▸ **ASSIGNMENT**
Check each line of the listing for the word "context" and give only the number of lines that have it.

▸ **RECORDS FOR THE EXERCISE**
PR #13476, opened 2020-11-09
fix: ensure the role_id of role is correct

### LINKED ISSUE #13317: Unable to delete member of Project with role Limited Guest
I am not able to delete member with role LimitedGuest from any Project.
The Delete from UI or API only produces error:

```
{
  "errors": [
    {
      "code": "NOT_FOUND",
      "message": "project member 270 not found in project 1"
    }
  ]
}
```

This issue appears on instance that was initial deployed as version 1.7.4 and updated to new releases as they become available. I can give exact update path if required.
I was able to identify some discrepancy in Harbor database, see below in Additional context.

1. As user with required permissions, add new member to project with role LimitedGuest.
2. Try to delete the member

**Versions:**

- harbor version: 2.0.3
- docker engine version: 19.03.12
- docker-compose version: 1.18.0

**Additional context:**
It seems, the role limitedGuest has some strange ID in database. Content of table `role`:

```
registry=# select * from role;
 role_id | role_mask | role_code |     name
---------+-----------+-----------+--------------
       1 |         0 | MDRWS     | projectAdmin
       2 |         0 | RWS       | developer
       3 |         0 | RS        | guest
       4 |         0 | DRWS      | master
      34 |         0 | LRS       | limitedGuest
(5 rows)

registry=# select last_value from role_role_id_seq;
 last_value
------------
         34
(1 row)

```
==
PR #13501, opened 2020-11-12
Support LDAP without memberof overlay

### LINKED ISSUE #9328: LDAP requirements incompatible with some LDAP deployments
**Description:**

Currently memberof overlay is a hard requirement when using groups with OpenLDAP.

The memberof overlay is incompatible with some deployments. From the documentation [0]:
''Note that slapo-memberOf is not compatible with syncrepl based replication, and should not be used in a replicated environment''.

▸ **EXERCISE ANSWER**
2